PR #909, opened 2024-09-19
CHAOSPLT-367: When in DeleteOnly mode, the chaos-controller should attempt to remove all disruptions

ptnapoleon:
## What does this PR do?

- [ ] Adds new functionality
- [ ] Fixes a bug

- Sometimes we need an emergency procedure to remove all existing disruptions. It's not enough to simply refuse to start new ones. The DeleteOnly flag will now do both

## Code Quality Checklist

## Testing

    - `x`
    - [ ] locally.

### DIFF
--- a/controllers/disruption_controller.go
+++ b/controllers/disruption_controller.go
@@ -241,10 +241,6 @@ func (r *DisruptionReconciler) Reconcile(ctx context.Context, req ctrl.Request) 
 			return ctrl.Result{}, nil
 		}
 	} else {
-		if err := r.validateDisruptionSpec(instance); err != nil {
-			return ctrl.Result{Requeue: false}, err
-		}
-
 		// initialize all safety nets for future use
 		if instance.Spec.Unsafemode == nil || !instance.Spec.Unsafemode.DisableAll {
 			// initialize all relevant safety nets for the first time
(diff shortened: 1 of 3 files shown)


controllers/disruption_controller.go
```diff
@@ -908,17 +915,6 @@ func (r *DisruptionReconciler) emitKindCountMetrics(instance *chaosv1beta1.Disru
...
-	err := instance.Spec.Validate()
-	if err != nil {
-		r.recordEventOnDisruption(instance, chaosv1beta1.EventInvalidSpecDisruption, err.Error(), "")
-
-		return err
-	}
-
-	return nil
-}
-
```
diyarab, line 921: why remove this?

controllers/disruption_controller.go
```diff
@@ -241,8 +242,14 @@ func (r *DisruptionReconciler) Reconcile(ctx context.Context, req ctrl.Request)
 			return ctrl.Result{}, nil
 		}
 	} else {
-		if err := r.validateDisruptionSpec(instance); err != nil {
-			return ctrl.Result{Requeue: false}, err
```
diyarab, line 245: Are we not going to be validating the spec? I know we do it in a webhook, do you think it is redundant to do it during reconcile loop?

aymericDD: If I understand correctly, the validation occurs in the validation webhook. So no need to verify it in the reconcile loop.

aymericDD (approved):

controllers/disruption_controller.go
ptnapoleon: I did look back on the git blame, and I added this check years before we had the webhooks. It's now worse than redundant, it's actively harmful. If we somehow have a disruption with an invalid spec get past the webhooks, we actually can't delete it or remove it's finalizer via the reconciler, we'd have to do that all manually with kubectl

PR #931, opened 2024-10-17
Allow for overlapping disruptions when the first disruption is complete

ptnapoleon:
## What does this PR do?

- [ ] Adds new functionality
- [ ] Fixes a bug

- we have no unit tests for this feature, and i think doing so in CI would be tricky with the current setup. What I could do, is test that if we create a second disruption, we still only have the expected number of chaos pods? So rather than testing the change, we test we didn't regress?
- If a disruption has completed, and all of its injectors exited in a healthy state, then it should be 100% safe for a new disruption to overlap the same targets. We don't need to wait for the injector pods to be removed, as long as they're cleaned and in a Completed state.

## Code Quality Checklist

## Testing

    - `x`
    - [ ] locally.

### DIFF
--- a/controllers/disruption_controller.go
+++ b/controllers/disruption_controller.go
@@ -1150,9 +1150,9 @@ func (r *DisruptionReconciler) getEligibleTargets(ctx context.Context, instance 
 		}
 
 		// skip targets already targeted by a chaos pod from another disruption with the same kind if any
-		if len(chaosPods) != 0 {
-			anyChaosPodsRunning := false
 
+		anyChaosPodsRunning := false
+		if len(chaosPods) != 0 {
 			// chaosPods might all be in a Completed state. If any of these injectors aren't terminated, or terminated in an unready state, we set alreadyDisrupted
 			// because if all chaosPods for this target _are_ Completed, then this target is not already injected, and the current instance can proceed
 			for _, chaosPod := range chaosPods {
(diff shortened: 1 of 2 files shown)


controllers/disruption_controller.go
```diff
@@ -1150,7 +1150,21 @@ func (r *DisruptionReconciler) getEligibleTargets(ctx context.Context, instance
...
 		// skip targets already targeted by a chaos pod from another disruption with the same kind if any
+		anyChaosPodsRunning := false
+
 		if len(chaosPods) != 0 {
+			// chaosPods might all be in a Completed state. If any of these injectors aren't terminated, or terminated in an unready state, we set alreadyDisrupted
+			// because if all chaosPods for this target _are_ Completed, then this target is not already injected, and the current instance can proceed
+			for _, chaosPod := range chaosPods {
+				for _, containerStatuses := range chaosPod.Status.ContainerStatuses {
+					if containerStatuses.State.Terminated == nil || containerStatuses.State.Terminated.ExitCode != 0 {
+						anyChaosPodsRunning = true
```
aymericDD, line 1161:
```suggestion
						anyChaosPodsRunning = true
						break
```

nit: I don't think it's useful to continue the iteration after setting the anyChaosPodsRunning variable to true 🤔

aymericDD (approved):

controllers/disruption_controller.go
ptnapoleon: great point!

aymericDD (approved):
💯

◆ Exercise instructions ◆
Extract each line from the listing above, please, and repeat it exactly.

◆ Answer section ◆
PR #909, opened 2024-09-19
CHAOSPLT-367: When in DeleteOnly mode, the chaos-controller should attempt to remove all disruptions

ptnapoleon:
## What does this PR do?

- [ ] Adds new functionality
- [ ] Fixes a bug

- Sometimes we need an emergency procedure to remove all existing disruptions. It's not enough to simply refuse to start new ones. The DeleteOnly flag will now do both

## Code Quality Checklist

## Testing

    - `x`
    - [ ] locally.

### DIFF
--- a/controllers/disruption_controller.go
+++ b/controllers/disruption_controller.go
@@ -241,10 +241,6 @@ func (r *DisruptionReconciler) Reconcile(ctx context.Context, req ctrl.Request) 
 			return ctrl.Result{}, nil
 		}
 	} else {
-		if err := r.validateDisruptionSpec(instance); err != nil {
-			return ctrl.Result{Requeue: false}, err
-		}
-
 		// initialize all safety nets for future use
 		if instance.Spec.Unsafemode == nil || !instance.Spec.Unsafemode.DisableAll {
 			// initialize all relevant safety nets for the first time
(diff shortened: 1 of 3 files shown)


controllers/disruption_controller.go
```diff
@@ -908,17 +915,6 @@ func (r *DisruptionReconciler) emitKindCountMetrics(instance *chaosv1beta1.Disru
...
-	err := instance.Spec.Validate()
-	if err != nil {
-		r.recordEventOnDisruption(instance, chaosv1beta1.EventInvalidSpecDisruption, err.Error(), "")
-
-		return err
-	}
-
-	return nil
-}
-
```
diyarab, line 921: why remove this?

controllers/disruption_controller.go
```diff
@@ -241,8 +242,14 @@ func (r *DisruptionReconciler) Reconcile(ctx context.Context, req ctrl.Request)
 			return ctrl.Result{}, nil
 		}
 	} else {
-		if err := r.validateDisruptionSpec(instance); err != nil {
-			return ctrl.Result{Requeue: false}, err
```
diyarab, line 245: Are we not going to be validating the spec? I know we do it in a webhook, do you think it is redundant to do it during reconcile loop?

aymericDD: If I understand correctly, the validation occurs in the validation webhook. So no need to verify it in the reconcile loop.

aymericDD (approved):

controllers/disruption_controller.go
ptnapoleon: I did look back on the git blame, and I added this check years before we had the webhooks. It's now worse than redundant, it's actively harmful. If we somehow have a disruption with an invalid spec get past the webhooks, we actually can't delete it or remove it's finalizer via the reconciler, we'd have to do that all manually with kubectl

PR #931, opened 2024-10-17
Allow for overlapping disruptions when the first disruption is complete

ptnapoleon:
## What does this PR do?

- [ ] Adds new functionality
- [ ] Fixes a bug

- we have no unit tests for this feature, and i think doing so in CI would be tricky with the current setup. What I could do, is test that if we create a second disruption, we still only have the expected number of chaos pods? So rather than testing the change, we test we didn't regress?
- If a disruption has completed, and all of its injectors exited in a healthy state, then it should be 100% safe for a new disruption to overlap the same targets. We don't need to wait for the injector pods to be removed, as long as they're cleaned and in a Completed state.

## Code Quality Checklist

## Testing

    - `x`
    - [ ] locally.

### DIFF
--- a/controllers/disruption_controller.go
+++ b/controllers/disruption_controller.go
@@ -1150,9 +1150,9 @@ func (r *DisruptionReconciler) getEligibleTargets(ctx context.Context, instance 
 		}
 
 		// skip targets already targeted by a chaos pod from another disruption with the same kind if any
-		if len(chaosPods) != 0 {
-			anyChaosPodsRunning := false
 
+		anyChaosPodsRunning := false
+		if len(chaosPods) != 0 {
 			// chaosPods might all be in a Completed state. If any of these injectors aren't terminated, or terminated in an unready state, we set alreadyDisrupted
 			// because if all chaosPods for this target _are_ Completed, then this target is not already injected, and the current instance can proceed
 			for _, chaosPod := range chaosPods {
(diff shortened: 1 of 2 files shown)


controllers/disruption_controller.go
```diff
@@ -1150,7 +1150,21 @@ func (r *DisruptionReconciler) getEligibleTargets(ctx context.Context, instance
...
 		// skip targets already targeted by a chaos pod from another disruption with the same kind if any
+		anyChaosPodsRunning := false
+
 		if len(chaosPods) != 0 {
+			// chaosPods might all be in a Completed state. If any of these injectors aren't terminated, or terminated in an unready state, we set alreadyDisrupted
+			// because if all chaosPods for this target _are_ Completed, then this target is not already injected, and the current instance can proceed
+			for _, chaosPod := range chaosPods {
+				for _, containerStatuses := range chaosPod.Status.ContainerStatuses {
+					if containerStatuses.State.Terminated == nil || containerStatuses.State.Terminated.ExitCode != 0 {
+						anyChaosPodsRunning = true
```
aymericDD, line 1161:
```suggestion
						anyChaosPodsRunning = true
						break
```

nit: I don't think it's useful to continue the iteration after setting the anyChaosPodsRunning variable to true 🤔

aymericDD (approved):

controllers/disruption_controller.go
ptnapoleon: great point!

aymericDD (approved):
💯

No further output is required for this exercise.